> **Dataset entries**

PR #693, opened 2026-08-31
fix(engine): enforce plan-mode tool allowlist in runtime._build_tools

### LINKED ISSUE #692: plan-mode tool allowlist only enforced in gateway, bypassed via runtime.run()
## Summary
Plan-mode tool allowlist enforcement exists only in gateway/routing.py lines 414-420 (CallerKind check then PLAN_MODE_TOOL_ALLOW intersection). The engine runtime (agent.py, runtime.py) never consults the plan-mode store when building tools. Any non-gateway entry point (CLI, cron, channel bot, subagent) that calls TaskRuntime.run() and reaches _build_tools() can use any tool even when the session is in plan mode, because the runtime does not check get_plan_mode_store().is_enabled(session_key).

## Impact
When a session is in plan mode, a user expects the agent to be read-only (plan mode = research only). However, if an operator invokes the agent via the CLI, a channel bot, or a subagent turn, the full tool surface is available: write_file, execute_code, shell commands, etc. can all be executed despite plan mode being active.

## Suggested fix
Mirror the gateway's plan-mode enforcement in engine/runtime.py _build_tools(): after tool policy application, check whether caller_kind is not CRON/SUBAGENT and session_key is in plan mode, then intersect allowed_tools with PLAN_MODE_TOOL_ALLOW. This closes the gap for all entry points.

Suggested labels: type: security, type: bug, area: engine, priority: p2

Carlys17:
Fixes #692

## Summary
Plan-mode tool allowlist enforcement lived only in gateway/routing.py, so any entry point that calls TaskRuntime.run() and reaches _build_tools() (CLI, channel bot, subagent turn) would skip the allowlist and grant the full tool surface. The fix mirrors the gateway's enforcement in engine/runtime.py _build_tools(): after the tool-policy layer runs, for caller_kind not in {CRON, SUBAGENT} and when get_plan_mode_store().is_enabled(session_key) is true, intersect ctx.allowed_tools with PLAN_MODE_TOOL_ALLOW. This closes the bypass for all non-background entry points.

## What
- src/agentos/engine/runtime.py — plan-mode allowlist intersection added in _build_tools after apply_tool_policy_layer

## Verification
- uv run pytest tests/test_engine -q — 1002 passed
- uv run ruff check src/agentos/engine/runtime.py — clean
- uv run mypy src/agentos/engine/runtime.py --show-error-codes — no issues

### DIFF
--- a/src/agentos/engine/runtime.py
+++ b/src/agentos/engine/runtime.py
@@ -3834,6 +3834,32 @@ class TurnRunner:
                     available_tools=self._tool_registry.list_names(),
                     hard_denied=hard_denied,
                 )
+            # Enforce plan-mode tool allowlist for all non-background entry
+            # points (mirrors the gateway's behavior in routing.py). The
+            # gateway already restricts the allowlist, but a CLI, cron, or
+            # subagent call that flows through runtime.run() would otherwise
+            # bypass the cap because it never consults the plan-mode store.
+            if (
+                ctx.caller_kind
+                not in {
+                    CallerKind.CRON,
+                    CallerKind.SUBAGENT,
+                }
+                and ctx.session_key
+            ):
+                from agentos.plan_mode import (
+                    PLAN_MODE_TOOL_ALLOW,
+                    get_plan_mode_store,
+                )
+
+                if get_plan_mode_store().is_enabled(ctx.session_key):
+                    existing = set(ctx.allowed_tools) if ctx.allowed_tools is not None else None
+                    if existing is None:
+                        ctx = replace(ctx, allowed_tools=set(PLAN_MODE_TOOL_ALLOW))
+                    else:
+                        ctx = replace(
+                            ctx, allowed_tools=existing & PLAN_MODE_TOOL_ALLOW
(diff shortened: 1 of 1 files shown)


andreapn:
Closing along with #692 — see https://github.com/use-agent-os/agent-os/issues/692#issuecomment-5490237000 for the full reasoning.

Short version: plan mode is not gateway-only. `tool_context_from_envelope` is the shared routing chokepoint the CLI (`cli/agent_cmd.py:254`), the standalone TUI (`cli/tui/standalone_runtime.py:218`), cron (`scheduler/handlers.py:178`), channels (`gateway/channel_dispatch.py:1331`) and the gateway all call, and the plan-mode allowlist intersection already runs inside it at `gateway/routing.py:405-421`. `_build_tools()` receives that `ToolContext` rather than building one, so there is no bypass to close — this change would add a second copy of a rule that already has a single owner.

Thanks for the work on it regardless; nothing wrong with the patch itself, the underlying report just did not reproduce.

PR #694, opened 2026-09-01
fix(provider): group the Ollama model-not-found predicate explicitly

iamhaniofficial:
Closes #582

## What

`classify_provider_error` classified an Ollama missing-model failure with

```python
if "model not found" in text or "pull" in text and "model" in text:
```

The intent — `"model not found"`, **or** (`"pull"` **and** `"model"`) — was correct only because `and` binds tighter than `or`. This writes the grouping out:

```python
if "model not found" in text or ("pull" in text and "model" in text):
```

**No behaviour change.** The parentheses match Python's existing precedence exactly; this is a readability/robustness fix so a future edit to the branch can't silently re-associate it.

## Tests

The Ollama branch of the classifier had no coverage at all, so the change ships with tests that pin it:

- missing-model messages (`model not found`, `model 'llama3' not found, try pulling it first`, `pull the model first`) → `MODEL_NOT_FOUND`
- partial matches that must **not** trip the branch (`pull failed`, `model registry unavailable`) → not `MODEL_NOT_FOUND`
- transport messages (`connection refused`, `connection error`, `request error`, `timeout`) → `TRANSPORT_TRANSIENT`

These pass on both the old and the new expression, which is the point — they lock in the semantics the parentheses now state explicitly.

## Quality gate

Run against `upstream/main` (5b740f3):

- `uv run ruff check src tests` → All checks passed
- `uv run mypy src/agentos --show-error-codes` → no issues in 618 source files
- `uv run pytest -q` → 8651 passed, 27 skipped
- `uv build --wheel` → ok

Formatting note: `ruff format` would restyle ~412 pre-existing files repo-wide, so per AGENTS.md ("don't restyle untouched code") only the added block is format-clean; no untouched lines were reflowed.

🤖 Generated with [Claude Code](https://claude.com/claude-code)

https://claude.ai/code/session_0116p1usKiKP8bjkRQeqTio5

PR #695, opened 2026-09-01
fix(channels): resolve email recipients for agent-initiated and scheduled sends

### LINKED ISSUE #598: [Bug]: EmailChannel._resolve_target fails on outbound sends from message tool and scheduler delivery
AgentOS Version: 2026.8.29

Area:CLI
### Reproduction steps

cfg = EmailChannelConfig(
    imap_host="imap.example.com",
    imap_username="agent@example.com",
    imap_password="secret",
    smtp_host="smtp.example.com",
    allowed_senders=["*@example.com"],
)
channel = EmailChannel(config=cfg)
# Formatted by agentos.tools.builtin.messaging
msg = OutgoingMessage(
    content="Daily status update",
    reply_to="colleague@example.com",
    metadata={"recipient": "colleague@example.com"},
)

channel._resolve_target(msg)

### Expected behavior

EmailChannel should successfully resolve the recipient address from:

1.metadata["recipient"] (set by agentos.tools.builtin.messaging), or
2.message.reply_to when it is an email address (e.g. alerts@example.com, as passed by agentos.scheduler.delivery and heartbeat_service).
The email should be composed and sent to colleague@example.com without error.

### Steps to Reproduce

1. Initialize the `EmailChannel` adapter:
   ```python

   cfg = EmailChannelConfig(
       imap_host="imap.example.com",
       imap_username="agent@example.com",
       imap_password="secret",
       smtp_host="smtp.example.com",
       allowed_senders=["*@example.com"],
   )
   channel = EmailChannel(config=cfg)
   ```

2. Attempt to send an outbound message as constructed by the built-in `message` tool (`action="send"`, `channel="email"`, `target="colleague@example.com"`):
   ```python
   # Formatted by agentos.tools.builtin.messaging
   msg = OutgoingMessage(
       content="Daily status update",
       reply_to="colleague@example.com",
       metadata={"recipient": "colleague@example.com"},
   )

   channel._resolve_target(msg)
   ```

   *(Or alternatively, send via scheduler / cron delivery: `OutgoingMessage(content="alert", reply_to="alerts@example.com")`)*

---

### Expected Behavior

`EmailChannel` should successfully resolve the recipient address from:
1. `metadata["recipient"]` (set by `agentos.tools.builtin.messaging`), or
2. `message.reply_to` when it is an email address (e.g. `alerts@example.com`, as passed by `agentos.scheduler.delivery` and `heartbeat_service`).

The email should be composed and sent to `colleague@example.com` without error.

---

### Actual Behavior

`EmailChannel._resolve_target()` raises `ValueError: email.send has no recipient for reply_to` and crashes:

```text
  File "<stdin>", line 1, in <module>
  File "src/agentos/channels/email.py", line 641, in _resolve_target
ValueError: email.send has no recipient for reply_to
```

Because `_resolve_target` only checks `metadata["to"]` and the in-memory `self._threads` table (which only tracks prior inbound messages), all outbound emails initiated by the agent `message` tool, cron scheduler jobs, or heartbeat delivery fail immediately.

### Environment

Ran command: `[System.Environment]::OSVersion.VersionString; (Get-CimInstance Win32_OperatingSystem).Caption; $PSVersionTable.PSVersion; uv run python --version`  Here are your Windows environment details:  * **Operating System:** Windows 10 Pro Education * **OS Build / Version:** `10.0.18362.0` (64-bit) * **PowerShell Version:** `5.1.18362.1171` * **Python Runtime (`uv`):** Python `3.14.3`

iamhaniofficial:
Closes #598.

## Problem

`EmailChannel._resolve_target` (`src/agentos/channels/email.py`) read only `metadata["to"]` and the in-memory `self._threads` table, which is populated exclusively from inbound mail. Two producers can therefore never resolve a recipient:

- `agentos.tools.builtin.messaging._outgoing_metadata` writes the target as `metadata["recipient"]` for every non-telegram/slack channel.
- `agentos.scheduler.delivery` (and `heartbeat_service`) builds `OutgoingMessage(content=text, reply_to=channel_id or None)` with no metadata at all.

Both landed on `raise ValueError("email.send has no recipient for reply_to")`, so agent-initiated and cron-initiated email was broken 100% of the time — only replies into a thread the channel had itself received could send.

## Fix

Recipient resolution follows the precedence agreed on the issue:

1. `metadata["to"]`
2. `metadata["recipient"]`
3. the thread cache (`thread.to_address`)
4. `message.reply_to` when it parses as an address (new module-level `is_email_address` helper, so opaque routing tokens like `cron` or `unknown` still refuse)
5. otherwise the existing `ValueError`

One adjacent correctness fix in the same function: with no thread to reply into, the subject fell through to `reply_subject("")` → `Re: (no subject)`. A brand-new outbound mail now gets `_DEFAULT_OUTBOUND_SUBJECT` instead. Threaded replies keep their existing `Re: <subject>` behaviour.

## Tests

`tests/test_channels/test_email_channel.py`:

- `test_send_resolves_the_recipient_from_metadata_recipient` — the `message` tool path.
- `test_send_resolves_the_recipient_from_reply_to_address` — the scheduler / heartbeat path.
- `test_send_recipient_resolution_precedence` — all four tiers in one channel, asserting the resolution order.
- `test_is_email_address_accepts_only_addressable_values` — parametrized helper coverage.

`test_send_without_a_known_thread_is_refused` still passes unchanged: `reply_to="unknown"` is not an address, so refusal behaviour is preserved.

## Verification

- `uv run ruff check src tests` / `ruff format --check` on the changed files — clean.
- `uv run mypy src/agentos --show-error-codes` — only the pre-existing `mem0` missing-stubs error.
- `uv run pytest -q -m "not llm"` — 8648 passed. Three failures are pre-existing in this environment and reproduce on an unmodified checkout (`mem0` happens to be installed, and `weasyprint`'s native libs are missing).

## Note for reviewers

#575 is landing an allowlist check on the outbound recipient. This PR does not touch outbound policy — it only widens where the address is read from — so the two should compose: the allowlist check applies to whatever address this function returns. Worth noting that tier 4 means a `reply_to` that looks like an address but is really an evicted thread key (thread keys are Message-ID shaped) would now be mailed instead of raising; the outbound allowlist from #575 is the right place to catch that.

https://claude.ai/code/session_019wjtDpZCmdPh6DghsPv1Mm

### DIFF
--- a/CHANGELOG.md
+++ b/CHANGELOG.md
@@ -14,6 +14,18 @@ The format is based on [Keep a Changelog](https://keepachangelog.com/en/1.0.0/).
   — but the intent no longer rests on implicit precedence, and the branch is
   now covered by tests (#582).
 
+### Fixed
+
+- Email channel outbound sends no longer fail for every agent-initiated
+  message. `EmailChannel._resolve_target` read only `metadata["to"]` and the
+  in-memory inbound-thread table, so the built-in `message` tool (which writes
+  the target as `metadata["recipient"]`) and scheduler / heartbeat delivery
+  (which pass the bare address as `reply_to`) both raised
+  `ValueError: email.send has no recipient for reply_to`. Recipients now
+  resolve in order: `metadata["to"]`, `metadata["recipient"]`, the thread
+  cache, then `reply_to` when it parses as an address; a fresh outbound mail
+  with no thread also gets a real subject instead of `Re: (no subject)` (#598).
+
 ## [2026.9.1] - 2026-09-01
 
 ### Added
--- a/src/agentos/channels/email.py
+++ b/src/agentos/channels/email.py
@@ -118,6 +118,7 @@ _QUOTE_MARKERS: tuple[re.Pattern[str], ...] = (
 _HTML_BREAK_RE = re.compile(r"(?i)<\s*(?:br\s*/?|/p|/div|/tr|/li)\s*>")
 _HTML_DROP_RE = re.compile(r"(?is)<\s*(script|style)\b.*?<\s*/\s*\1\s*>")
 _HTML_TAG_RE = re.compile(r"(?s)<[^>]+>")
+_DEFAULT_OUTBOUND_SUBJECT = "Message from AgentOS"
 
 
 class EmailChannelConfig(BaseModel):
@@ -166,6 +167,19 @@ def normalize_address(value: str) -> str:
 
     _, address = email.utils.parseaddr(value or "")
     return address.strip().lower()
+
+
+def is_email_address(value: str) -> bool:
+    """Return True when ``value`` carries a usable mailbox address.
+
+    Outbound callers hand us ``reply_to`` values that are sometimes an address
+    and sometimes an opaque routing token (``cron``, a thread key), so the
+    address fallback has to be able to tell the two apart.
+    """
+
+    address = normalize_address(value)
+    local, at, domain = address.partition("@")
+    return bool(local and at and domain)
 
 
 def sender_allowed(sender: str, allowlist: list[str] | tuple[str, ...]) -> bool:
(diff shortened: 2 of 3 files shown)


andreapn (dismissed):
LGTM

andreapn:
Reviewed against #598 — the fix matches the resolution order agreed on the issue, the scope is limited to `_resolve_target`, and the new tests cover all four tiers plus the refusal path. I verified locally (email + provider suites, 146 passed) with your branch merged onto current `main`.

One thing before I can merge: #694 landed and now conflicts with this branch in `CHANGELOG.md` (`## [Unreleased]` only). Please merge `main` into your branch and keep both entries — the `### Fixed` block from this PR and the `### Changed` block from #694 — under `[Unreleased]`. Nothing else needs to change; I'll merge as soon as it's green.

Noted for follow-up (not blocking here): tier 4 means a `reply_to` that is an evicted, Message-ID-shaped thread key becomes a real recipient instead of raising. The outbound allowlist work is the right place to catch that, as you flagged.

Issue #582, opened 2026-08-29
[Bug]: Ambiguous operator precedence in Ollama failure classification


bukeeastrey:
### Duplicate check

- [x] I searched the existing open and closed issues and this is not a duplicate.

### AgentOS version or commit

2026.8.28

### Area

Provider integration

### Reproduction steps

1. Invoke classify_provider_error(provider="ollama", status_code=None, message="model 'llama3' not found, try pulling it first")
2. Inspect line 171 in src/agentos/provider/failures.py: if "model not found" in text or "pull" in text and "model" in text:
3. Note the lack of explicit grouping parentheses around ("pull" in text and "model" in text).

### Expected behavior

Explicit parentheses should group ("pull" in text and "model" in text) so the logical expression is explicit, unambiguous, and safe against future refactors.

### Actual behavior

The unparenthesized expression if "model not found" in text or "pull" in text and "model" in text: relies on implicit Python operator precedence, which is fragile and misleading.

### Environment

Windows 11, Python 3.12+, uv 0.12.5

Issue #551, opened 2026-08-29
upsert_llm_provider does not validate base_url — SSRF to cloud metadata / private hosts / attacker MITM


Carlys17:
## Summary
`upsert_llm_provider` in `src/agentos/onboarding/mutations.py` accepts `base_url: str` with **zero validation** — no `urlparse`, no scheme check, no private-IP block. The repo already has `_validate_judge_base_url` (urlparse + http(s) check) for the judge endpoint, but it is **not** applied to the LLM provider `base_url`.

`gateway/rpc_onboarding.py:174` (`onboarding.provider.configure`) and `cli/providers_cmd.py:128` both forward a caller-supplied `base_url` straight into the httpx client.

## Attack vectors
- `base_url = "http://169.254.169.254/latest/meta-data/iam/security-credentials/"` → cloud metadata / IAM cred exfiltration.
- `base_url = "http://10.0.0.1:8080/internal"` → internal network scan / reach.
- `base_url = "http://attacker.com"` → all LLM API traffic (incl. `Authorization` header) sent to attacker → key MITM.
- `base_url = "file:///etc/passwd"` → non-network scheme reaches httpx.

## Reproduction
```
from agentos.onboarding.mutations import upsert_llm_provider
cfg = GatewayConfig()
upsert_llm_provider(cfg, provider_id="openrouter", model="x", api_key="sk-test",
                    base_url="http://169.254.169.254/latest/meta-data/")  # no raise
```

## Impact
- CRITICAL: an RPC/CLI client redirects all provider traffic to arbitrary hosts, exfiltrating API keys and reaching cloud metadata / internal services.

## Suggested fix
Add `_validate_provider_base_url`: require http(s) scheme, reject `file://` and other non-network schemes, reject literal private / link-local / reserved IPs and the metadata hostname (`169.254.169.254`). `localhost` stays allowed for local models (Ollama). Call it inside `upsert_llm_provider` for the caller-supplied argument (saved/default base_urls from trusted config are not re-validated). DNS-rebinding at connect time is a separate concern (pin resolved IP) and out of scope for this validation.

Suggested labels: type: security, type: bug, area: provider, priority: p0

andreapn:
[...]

> **WORK INSTRUCTIONS**
Repeat every line of the data word for word until you have repeated the line that contains "- uv run ruff", which is the last one to include.

> **EXERCISE ANSWER**
PR #693, opened 2026-08-31
fix(engine): enforce plan-mode tool allowlist in runtime._build_tools

### LINKED ISSUE #692: plan-mode tool allowlist only enforced in gateway, bypassed via runtime.run()
## Summary
Plan-mode tool allowlist enforcement exists only in gateway/routing.py lines 414-420 (CallerKind check then PLAN_MODE_TOOL_ALLOW intersection). The engine runtime (agent.py, runtime.py) never consults the plan-mode store when building tools. Any non-gateway entry point (CLI, cron, channel bot, subagent) that calls TaskRuntime.run() and reaches _build_tools() can use any tool even when the session is in plan mode, because the runtime does not check get_plan_mode_store().is_enabled(session_key).

## Impact
When a session is in plan mode, a user expects the agent to be read-only (plan mode = research only). However, if an operator invokes the agent via the CLI, a channel bot, or a subagent turn, the full tool surface is available: write_file, execute_code, shell commands, etc. can all be executed despite plan mode being active.

## Suggested fix
Mirror the gateway's plan-mode enforcement in engine/runtime.py _build_tools(): after tool policy application, check whether caller_kind is not CRON/SUBAGENT and session_key is in plan mode, then intersect allowed_tools with PLAN_MODE_TOOL_ALLOW. This closes the gap for all entry points.

Suggested labels: type: security, type: bug, area: engine, priority: p2

Carlys17:
Fixes #692

## Summary
Plan-mode tool allowlist enforcement lived only in gateway/routing.py, so any entry point that calls TaskRuntime.run() and reaches _build_tools() (CLI, channel bot, subagent turn) would skip the allowlist and grant the full tool surface. The fix mirrors the gateway's enforcement in engine/runtime.py _build_tools(): after the tool-policy layer runs, for caller_kind not in {CRON, SUBAGENT} and when get_plan_mode_store().is_enabled(session_key) is true, intersect ctx.allowed_tools with PLAN_MODE_TOOL_ALLOW. This closes the bypass for all non-background entry points.

## What
- src/agentos/engine/runtime.py — plan-mode allowlist intersection added in _build_tools after apply_tool_policy_layer

## Verification
- uv run pytest tests/test_engine -q — 1002 passed
- uv run ruff check src/agentos/engine/runtime.py — clean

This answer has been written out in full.